[[ SUPPLIED DATA open ]]

PR #10247, opened 2023-11-08
Implement the ITypeDiscoveryService service

### LINKED ISSUE #9870: Column types cannot be displayed in the DataGridView's Add Column window
### Issue description
The column type cannot be show in the Add Column window of the DataGridView
Related to #4908 

### Steps to reproduce

1. Clone current repo
2. Set "DemoConsole" as startup project and debug the project
3. Switch tab to "TabControl and TableLayoutPanel"
4. Try to add an Unbound column to DataGridView 

Actual:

[[ SUPPLIED DATA closed ]]

INSTRUCTIONS TO FOLLOW —
Copy out exactly the lines that begin at the one with "1. Clone current repo" and end at the close of the material above; nothing else belongs in the answer.

EXERCISE RESULT —
1. Clone current repo
2. Set "DemoConsole" as startup project and debug the project
3. Switch tab to "TabControl and TableLayoutPanel"
4. Try to add an Unbound column to DataGridView 

Actual:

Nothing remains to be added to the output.